## Exercise prompt
For every line of the records below that holds "existingKey", add one. Give only the final total.

## Material shown

########################################

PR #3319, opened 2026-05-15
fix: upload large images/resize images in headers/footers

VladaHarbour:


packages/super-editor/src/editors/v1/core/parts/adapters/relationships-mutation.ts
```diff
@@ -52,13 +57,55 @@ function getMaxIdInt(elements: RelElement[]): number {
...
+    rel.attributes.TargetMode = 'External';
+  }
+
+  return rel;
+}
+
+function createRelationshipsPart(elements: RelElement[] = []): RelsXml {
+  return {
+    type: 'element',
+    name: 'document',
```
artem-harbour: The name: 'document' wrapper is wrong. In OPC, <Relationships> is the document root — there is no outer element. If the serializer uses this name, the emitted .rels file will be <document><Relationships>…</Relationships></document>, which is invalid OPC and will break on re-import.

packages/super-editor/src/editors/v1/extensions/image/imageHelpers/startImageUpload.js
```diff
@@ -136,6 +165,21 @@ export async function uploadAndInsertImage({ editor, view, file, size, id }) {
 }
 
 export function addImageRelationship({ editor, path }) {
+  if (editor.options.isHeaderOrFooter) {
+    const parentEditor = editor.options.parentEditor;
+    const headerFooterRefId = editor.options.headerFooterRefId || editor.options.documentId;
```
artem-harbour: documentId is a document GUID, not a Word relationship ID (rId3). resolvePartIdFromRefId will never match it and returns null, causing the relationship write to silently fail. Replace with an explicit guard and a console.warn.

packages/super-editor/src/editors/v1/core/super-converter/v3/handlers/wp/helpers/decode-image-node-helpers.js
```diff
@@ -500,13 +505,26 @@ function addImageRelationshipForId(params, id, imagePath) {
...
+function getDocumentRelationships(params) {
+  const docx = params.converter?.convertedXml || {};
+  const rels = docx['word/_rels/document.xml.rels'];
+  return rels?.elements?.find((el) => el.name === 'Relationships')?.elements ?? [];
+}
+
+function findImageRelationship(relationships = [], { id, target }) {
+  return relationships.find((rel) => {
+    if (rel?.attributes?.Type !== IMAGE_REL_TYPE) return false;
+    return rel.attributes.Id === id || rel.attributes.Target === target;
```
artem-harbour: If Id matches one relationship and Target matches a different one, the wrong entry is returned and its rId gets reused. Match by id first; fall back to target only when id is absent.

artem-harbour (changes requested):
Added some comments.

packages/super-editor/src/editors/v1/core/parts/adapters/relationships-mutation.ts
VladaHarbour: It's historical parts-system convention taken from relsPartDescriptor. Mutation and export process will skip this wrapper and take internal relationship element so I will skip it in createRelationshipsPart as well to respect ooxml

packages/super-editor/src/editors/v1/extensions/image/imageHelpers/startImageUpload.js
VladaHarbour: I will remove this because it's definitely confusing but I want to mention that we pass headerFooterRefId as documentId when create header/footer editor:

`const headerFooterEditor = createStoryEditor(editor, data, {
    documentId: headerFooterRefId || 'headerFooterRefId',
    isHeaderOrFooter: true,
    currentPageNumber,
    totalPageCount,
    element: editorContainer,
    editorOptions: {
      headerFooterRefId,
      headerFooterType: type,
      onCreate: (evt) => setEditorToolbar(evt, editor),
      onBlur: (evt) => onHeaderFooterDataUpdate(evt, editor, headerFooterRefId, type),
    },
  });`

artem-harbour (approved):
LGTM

########################################

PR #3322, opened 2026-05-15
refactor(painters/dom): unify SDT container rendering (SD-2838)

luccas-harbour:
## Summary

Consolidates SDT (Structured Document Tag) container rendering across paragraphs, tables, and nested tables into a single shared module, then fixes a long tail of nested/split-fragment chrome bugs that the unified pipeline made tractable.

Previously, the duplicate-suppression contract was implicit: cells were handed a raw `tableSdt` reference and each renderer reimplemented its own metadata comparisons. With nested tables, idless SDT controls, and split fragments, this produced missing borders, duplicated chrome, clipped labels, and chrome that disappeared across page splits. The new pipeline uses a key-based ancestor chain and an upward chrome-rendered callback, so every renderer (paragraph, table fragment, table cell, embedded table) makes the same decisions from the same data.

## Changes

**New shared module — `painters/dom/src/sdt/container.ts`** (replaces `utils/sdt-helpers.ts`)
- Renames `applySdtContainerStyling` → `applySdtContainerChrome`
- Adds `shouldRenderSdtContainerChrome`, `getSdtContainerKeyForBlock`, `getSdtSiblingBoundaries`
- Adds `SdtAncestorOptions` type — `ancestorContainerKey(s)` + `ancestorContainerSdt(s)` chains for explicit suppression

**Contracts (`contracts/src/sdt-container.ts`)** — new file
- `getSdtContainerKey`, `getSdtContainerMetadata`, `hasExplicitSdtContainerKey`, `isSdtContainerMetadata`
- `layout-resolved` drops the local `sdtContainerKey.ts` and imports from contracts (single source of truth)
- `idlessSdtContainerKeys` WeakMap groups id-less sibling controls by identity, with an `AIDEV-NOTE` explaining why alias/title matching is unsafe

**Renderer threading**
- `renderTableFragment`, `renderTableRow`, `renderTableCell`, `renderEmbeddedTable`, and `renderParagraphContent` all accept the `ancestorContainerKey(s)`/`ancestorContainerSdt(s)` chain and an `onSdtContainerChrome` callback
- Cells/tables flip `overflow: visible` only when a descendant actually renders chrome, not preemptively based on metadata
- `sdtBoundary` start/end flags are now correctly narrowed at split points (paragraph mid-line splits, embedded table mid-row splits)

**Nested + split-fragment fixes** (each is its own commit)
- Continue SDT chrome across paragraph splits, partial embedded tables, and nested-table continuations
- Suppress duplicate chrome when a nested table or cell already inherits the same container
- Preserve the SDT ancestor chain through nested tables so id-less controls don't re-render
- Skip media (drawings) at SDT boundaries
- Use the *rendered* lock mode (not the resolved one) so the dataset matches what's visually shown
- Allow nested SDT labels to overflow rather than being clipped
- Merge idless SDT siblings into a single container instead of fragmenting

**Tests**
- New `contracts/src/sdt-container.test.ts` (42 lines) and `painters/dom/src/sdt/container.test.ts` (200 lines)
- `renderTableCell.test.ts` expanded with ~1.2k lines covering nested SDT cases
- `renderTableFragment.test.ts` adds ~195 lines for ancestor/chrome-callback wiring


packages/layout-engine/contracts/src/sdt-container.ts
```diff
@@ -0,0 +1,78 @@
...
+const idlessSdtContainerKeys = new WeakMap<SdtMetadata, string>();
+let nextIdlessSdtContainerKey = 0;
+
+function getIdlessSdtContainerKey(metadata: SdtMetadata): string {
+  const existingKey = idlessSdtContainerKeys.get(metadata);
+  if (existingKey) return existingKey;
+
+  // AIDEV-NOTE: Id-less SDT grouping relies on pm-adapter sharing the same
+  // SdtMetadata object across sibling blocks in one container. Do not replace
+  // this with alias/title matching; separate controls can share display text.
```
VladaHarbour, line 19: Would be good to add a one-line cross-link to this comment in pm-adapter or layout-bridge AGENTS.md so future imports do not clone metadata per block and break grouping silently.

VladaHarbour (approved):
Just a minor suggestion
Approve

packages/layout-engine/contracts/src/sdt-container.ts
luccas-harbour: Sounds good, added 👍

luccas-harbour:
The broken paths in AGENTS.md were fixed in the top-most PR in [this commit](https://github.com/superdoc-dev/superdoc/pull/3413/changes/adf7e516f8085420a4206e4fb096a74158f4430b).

########################################

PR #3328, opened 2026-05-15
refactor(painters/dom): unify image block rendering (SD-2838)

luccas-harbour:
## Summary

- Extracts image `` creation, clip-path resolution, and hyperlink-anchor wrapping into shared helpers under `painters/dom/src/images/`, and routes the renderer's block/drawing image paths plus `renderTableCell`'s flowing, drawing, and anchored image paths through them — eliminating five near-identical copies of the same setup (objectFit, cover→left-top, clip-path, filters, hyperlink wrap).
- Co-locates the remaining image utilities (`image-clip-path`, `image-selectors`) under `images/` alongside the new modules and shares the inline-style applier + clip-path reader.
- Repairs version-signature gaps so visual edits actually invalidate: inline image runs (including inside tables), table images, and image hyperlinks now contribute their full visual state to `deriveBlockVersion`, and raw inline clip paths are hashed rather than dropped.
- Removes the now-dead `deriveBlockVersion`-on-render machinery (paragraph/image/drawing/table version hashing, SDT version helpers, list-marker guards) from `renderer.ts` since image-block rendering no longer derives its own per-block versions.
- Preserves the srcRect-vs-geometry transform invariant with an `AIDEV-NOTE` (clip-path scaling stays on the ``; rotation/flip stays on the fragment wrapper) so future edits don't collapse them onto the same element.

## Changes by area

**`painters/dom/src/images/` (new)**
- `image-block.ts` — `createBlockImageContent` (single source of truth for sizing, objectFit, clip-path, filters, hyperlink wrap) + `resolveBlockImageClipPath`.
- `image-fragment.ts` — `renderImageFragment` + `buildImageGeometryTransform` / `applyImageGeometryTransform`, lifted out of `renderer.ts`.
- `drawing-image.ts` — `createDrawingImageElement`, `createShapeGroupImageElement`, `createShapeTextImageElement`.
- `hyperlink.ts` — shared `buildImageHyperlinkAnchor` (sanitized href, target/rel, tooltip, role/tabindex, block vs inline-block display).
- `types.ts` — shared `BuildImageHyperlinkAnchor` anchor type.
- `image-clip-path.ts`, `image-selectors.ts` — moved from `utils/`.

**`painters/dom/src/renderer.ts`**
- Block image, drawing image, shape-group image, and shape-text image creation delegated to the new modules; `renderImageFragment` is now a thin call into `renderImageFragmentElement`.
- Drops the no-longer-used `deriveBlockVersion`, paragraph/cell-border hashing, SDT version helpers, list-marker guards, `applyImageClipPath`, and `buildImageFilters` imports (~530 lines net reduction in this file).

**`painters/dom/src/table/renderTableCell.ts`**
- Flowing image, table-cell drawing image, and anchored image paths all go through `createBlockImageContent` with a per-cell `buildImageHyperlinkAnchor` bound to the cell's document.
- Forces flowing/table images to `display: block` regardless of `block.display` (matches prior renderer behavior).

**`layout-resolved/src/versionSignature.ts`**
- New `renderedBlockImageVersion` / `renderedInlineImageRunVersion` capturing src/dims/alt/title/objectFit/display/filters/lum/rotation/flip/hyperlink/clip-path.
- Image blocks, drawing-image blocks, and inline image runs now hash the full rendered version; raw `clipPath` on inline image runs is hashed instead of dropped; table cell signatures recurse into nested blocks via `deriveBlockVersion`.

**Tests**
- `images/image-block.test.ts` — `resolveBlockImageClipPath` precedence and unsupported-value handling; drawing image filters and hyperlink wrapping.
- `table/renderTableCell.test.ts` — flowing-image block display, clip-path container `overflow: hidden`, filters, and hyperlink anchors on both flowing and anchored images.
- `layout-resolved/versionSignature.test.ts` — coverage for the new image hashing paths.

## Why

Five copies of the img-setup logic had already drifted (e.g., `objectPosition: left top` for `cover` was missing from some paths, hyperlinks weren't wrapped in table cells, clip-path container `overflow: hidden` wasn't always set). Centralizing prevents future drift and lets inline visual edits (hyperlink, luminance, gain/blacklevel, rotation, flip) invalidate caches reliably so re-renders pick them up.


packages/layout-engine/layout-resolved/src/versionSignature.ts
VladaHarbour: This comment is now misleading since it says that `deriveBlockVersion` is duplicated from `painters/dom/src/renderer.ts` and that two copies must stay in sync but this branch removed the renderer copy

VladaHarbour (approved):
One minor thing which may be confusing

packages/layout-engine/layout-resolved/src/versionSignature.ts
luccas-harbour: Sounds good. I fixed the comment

########################################

## Response for this exercise
2